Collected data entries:
PR #738, opened 2026-07-27
fix: avoid redundant secret create request when secret already exists

### LINKED ISSUE #739: Avoid redundant secret create request when secret already exists
### What happened?

https://github.com/wzshiming/grove/blob/2197ac698a10dcfbdfbceb5e65aa40b2071e17d7/operator/internal/controller/cert/cert.go#L71-L108

In `createPlaceholderSecretIfNotExists()`, when the webhook TLS secret already
exists (e.g., created by another replica in an HA deployment), the function
currently falls through to `Create()` after a successful `Get()`, causing a
redundant API request and a log error (even though the `AlreadyExists` error
is handled gracefully).

Add an early return after a successful `Get()` to skip the `Create()` call
when the secret already exists.

In HA deployments (`replicaCount > 1`) or during operator restarts, two
replicas can race between `Get` (not found) and `Create`. Currently:

1. Replica A: `Get` → NotFound → `Create` → success
2. Replica B: `Get` → NotFound → `Create` → AlreadyExists (handled, but
   produces an error log and an unnecessary API call)

With this fix, the second replica's `Get` will find the secret created by
the first replica and return early, avoiding the redundant `Create` call
entirely. This reduces API server load and eliminates spurious error logs
in HA deployments.

### Environment

- Kubernetes version
- Grove version
- Scheduler details

wzshiming:
#### What type of PR is this?

/kind bug

Fixes #739

```release-note
NONE
```

```docs
NONE
```

### DIFF
--- a/operator/internal/controller/cert/cert.go
+++ b/operator/internal/controller/cert/cert.go
@@ -148,6 +148,12 @@ func getWebhooks(authorizerEnabled bool) []cert.WebhookInfo {
 func createPlaceholderSecretIfNotExists(ctx context.Context, cl client.Client, namespace, secretName string) error {
 	secret := &corev1.Secret{}
 	err := cl.Get(ctx, types.NamespacedName{Namespace: namespace, Name: secretName}, secret)
+	if err == nil {
+		// In HA deployments (replicaCount > 1) or restarts, two replicas can race between
+		// Get (not found) and Create. If the secret already exists,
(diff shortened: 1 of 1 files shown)


oleg-kushniriov:
Redundant change - `if !apierrors.IsNotFound(err) `already returns nil when err == nil. The PR adds a check that the existing logic already covers.

wzshiming:
Sorry for the mistake

PR #745, opened 2026-08-03
operator/helm: support imagePullSecrets on the operator pod

### LINKED ISSUE #746: operator/helm: support imagePullSecrets on the operator pod

Add an optional `imagePullSecrets` list to the operator Helm chart
(`operator/charts`), wired into the operator Deployment pod spec. It would
default to empty so public installs are unaffected, and accept a list of
`LocalObjectReference` (e.g. `[{name: my-registry-creds}]`) when set.

### Why is this needed?

The operator and crd-installer init-container images are pulled from
`grove-operator` / `grove-install-crds` repositories. When those images are
mirrored to or built into a private registry, the operator pod has no way to
authenticate the pull: the chart exposes no `imagePullSecrets` field, so the
Deployment cannot reference a dockerconfigjson Secret and the pull fails with
`ImagePullBackOff`. Public installs from `ghcr.io/ai-dynamo` are unaffected,
but any downstream running Grove from a private registry currently has to
patch the rendered manifest out of band.

kulkarnisamr:
#### What type of PR is this?
/kind feature

Adds an optional `imagePullSecrets` list to the operator Helm chart, wired
into the deployment pod spec, so the operator (and crd-installer init
container) can be pulled from a private registry. Defaults to empty, so
public installs are unaffected.

Fixes #746

Follows the existing `deployment_test.go` helm-unittest pattern; added
`TestOperatorImagePullSecrets` covering the empty default and a set value.

```release-note
The operator Helm chart now supports `imagePullSecrets` for pulling the
operator image from a private registry.
```

### DIFF
--- a/operator/charts/deployment_test.go
+++ b/operator/charts/deployment_test.go
@@ -23,6 +23,7 @@ import (
 	"helm.sh/helm/v3/pkg/chartutil"
 	"helm.sh/helm/v3/pkg/engine"
 	appsv1 "k8s.io/api/apps/v1"
+	corev1 "k8s.io/api/core/v1"
 	"sigs.k8s.io/yaml"
 )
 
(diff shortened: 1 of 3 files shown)


unmarshall (approved):
We need to relook at why there is a deployment_test.go inside a helm chart. But this PR did not introduce this file and therefore lets not block this PR.

sanjaychatterjee (approved):

Issue #449, opened 2026-02-25
Flaky e2e: Test_AutoMNNVL_UnsupportedButEnabled/operator_exits_when_CD_CRD_is_missing


shmuel-runai:
### What happened?

The Config2_UnsupportedButEnabled e2e test (Test_AutoMNNVL_UnsupportedButEnabled/operator_exits_when_CD_CRD_is_missing) is flaky — it intermittently fails with a 2-minute timeout waiting for the expected preflight-failure log message, but passes on re-run.
```
=== RUN   Test_AutoMNNVL_UnsupportedButEnabled/operator_exits_when_CD_CRD_is_missing
    unsupported_but_enabled_test.go:101:
        Error Trace:  unsupported_but_enabled_test.go:101
                      unsupported_but_enabled_test.go:61
        Error:        Received unexpected error:
                      condition not met within timeout of 2m0s
        Test:         Test_AutoMNNVL_UnsupportedButEnabled/operator_exits_when_CD_CRD_is_missing
        Messages:     Operator logs should show preflight failure due to missing CRD
--- FAIL: Test_AutoMNNVL_UnsupportedButEnabled (120.39s)
    --- FAIL: Test_AutoMNNVL_UnsupportedButEnabled/operator_exits_when_CD_CRD_is_missing (120.15s)
```

### What did you expect to happen?

The test should reliably find the crashing operator pod and verify that its logs contain the preflight failure message `("MNNVL preflight check failed" + "ComputeDomain CRD").`

**RCA**
The flakiness is a race condition in pod selection during a rolling deployment.
Before `Config2_UnsupportedButEnabled` runs, `config-cluster.py` performs a helm upgrade that changes the operator ConfigMap (enabling autoMNNVLEnabled). 

Because the Helm chart uses a content-hashed ConfigMap name (grove-operator-cm-<hash>), the deployment spec changes, triggering a rolling update.

With the default Kubernetes rolling update strategy for a single-replica Deployment (maxUnavailable=0, maxSurge=1):
A new pod is created with the updated config — it crashes immediately on the MNNVL preflight check (CRD is missing).
The old pod (from Config1) stays Running because the new pod never becomes Ready.
The old pod may have RestartCount > 0 from a cert-refresh restart during Config1.
The waitForOperatorPod() function iterates over all operator pods and returns the first one with RestartCount > 0 or a terminated container — this is non-deterministic because List ordering is not guaranteed:
[...]

PR #747, opened 2026-08-04
fix: reconcile Grove resources from live API state

### LINKED ISSUE #711: Flaky E2E: RU-11 rolling update stops converging after scale-out

danbar2:
#### What type of PR is this?
/kind bug

`reconcileStatus` skips its status write when the recomputed status equals the status the reconciled object was loaded with, treating that as "already persisted". The object was loaded from the informer cache, which can still be serving a copy from before a write the controller already made — so the recomputed status could match a **stale baseline**, and the skip would drop a write the apiserver still needed.

Nothing recovered from that. A status write does not change the generation, so it never re-enqueued the controller, and once the children went quiet no other event arrived either. That is the wedge @yankay diagnosed in #711.

This PR reads the reconciled object through `mgr.GetAPIReader()`, so the baseline the skip relies on is authoritative by construction. Child PodClique / PodCliqueScalingGroup / Pod reads stay cache-backed — they are level-triggered by their own watches, and a stale child read is corrected by the next event.

**Applied to all three controllers.** The skip is identical in `podcliqueset/reconcilestatus.go`, `podclique/reconcilestatus.go` and `podcliquescalinggroup/reconcilestatus.go`, and so is the reasoning that makes a cached baseline unsound. PodCliqueSet is where it was caught, not where it is unique.

**Removes the PodCliqueSet generation-hash expectations.** That `sync.Map` and its requeue gate existed only to wait for the informer cache to catch up with a `CurrentGenerationHash` this controller had just written — exactly the staleness the live read now eliminates, so the gate can no longer fire. Removing it beats leaving compensation next to a live read telling future readers the cache still needs waiting on.

#### Why this approach:

The alternative is to keep the cached read and compensate: track what was persisted, or requeue after a skip. Both leave the unsound assumption in place and add controller-local state that has to be kept correct, bounded, and cleaned up. Reading the object live deletes the assumption instead, and it deletes code on net in the reconcile path.

Trade-off: one single-object GET per reconcile per controller. Child read paths, watches and public APIs are unchanged. If that GET turns out to matter at scale, `make run-scale-test` is the place to show it — I have not run it, so the cost is stated rather than measured.

Fixes #711

Verified against the flake itself. RU-11 had been failing at the full 2-minute convergence timeout (148.38s and 148.40s on two consecutive attempts of an unrelated PR). With the fix it converges in ~43s, in line with its neighbours, and all ten rolling-update scenarios pass.

Each controller gets a regression test that gives `client` and `apiReader` deliberately divergent contents, so only a reconcile that reads through `apiReader` behaves correctly. All three were confirmed to fail when the read is reverted to `r.client`.

`E2E - auto_mnnvl` is red and unrelated — `Test_AutoMNNVL_UnsupportedButEnabled/operator_exits_when_CD_CRD_is_missing`, same 120.07s timeout signature on unrelated branches. It is #449, closed 2026-03-03 and evidently regressed; worth reopening separately.

`make lint` cannot run locally here (golangci-lint v2.6.1 is built with go1.24, repo targets 1.26.3), so CI covers it. `go build`, `go vet`, `gofmt`, the full unit suite and `-race` are green.

Supersedes the earlier approach on this branch, which compensated for the stale baseline instead of removing it. Note this overlaps with draft #716, which fixes the same bug for PodCliqueSet only — only one of the two should land.

```release-note
NONE
```

```docs
NONE
```

### DIFF
--- a/operator/internal/controller/podclique/reconciler.go
+++ b/operator/internal/controller/podclique/reconciler.go
@@ -37,8 +37,12 @@ import (
 
 // Reconciler reconciles PodClique objects.
 type Reconciler struct {
-	config                  configv1alpha1.PodCliqueControllerConfiguration
-	client                  ctrlclient.Client
+	config configv1alpha1.PodCliqueControllerConfiguration
+	client ctrlclient.Client
+	// apiReader reads straight from the apiserver, bypassing the informer cache. It is used only to
+	// fetch the PodClique being reconciled. See the Reconcile godoc for why that read cannot be
+	// served from the cache.
+	apiReader               ctrlclient.Reader
 	eventRecorder           record.EventRecorder
 	reconcileStatusRecorder ctrlcommon.ReconcileErrorRecorder
 	expectationsStore       *expect.ExpectationsStore
@@ -52,6 +56,7 @@ func NewReconciler(mgr ctrl.Manager, controllerCfg configv1alpha1.PodCliqueContr
 	return &Reconciler{
 		config:                  controllerCfg,
 		client:                  mgr.GetClient(),
+		apiReader:               mgr.GetAPIReader(),
 		eventRecorder:           eventRecorder,
 		reconcileStatusRecorder: ctrlcommon.NewReconcileErrorRecorder(mgr.GetClient()),
 		expectationsStore:       expectationsStore,
@@ -60,6 +65,19 @@ func NewReconciler(mgr ctrl.Manager, controllerCfg configv1alpha1.PodCliqueContr
 }
 
 // Reconcile reconciles the `PodClique` resource.
+//
+// The PodClique itself is read through apiReader rather than the informer cache. reconcileStatus
+// skips its write when the recomputed status equals the status this object was loaded with, treating
+// that as "already persisted". A cached read makes that claim unsound: the cache can still be serving
+// a copy from before a write this controller already made, so the recomputed status can match a stale
+// baseline and the skip drops a write the apiserver still needs. Nothing recovers from that - a status
+// write does not change the generation, so it is filtered by this controller's own
+// GenerationChangedPredicate and never re-enqueues, and once the Pods go quiet no other event arrives
+// either. Reading the object live makes the baseline authoritative by construction, which is what the
+// skip assumes.
+//
+// Child Pod reads and the parent PodCliqueSet lookup stay cache-backed; they are level-triggered by
+// their own watches and a stale read of them is corrected by the next event.
 func (r *Reconciler) Reconcile(ctx context.Context, req ctrl.Request) (ctrl.Result, error) {
 	logger := ctrllogger.FromContext(ctx).WithName(controllerName)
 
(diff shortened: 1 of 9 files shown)


danbar2:
Follow-up on the memory footprint of `lastPersistedStatuses`, since "one status per PodCliqueSet held in memory" deserves a number rather than a hand-wave.

**Measured size.** `PodCliqueSetStatus` is fixed-shape: counters, two short `*string`s, a condition or two, and a small `UpdateProgress`. `PodGangStatutes` is declared but never populated by the operator, so nothing in it scales with the spec. Heap measured over 10k deep copies of a fully reconciled status built from `e2e/yaml/scale-test-1000.yaml`:

| | per PodCliqueSet |
|---|---|
| recorded status + map key | **420 B** |
| the whole PCS the informer cache already holds | 3,288 B |

So this adds ~13% on top of what the cache already keeps per object, and it is constant in the size of the spec — a 50-clique PCS records the same 420 B as a 1-clique one. At 5k PodCliqueSets that is ~2 MB against the chart's 1Gi limit; at 20k, ~8 MB.

**The growth risk was real, though, and is now closed.** Steady-state size was never the danger — an unbounded map was. Releasing the record only in the finalizer flow left an entry behind for any PodCliqueSet that disappeared without running it (force delete, finalizer stripped out of band), so the map could creep up with PodCliqueSet churn over the operator's lifetime rather than tracking live objects.

`82762827` moves the release to where `GetPodCliqueSet` reports the object is gone. Every deletion the operator observes produces exactly one such reconcile, so that is a single choke point that no deletion path bypasses. A failed read is deliberately left alone — dropping the record on a transient error would hand the next reconcile back the cached-only baseline this PR exists to distrust.

Two tests pin it: `TestReconcileForgetsPersistedStatusOfDeletedPodCliqueSet` (verified failing without the cleanup) and `TestReconcileKeepsPersistedStatusWhenTheGetFails`.

If even 420 B/object is unwelcome, storing a hash of the status instead of the status would cut it to ~50 B. I did not do that: a hash mismatch on semantically equal statuses only costs a redundant write, but a hash *collision* silently reinstates exactly the lost write this PR fixes, and `equality.Semantic.DeepEqual` against the real status has no such failure mode. Happy to switch if you would rather have the bytes.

● **Instructions for the task**:
Above are the records; from them, give again exactly the lines from the one containing "holds | 3,288 B |" through the one containing "So this adds", both included.

● **Answer**:
| the whole PCS the informer cache already holds | 3,288 B |

So this adds ~13% on top of what the cache already keeps per object, and it is constant in the size of the spec — a 50-clique PCS records the same 420 B as a 1-clique one. At 5k PodCliqueSets that is ~2 MB against the chart's 1Gi limit; at 20k, ~8 MB.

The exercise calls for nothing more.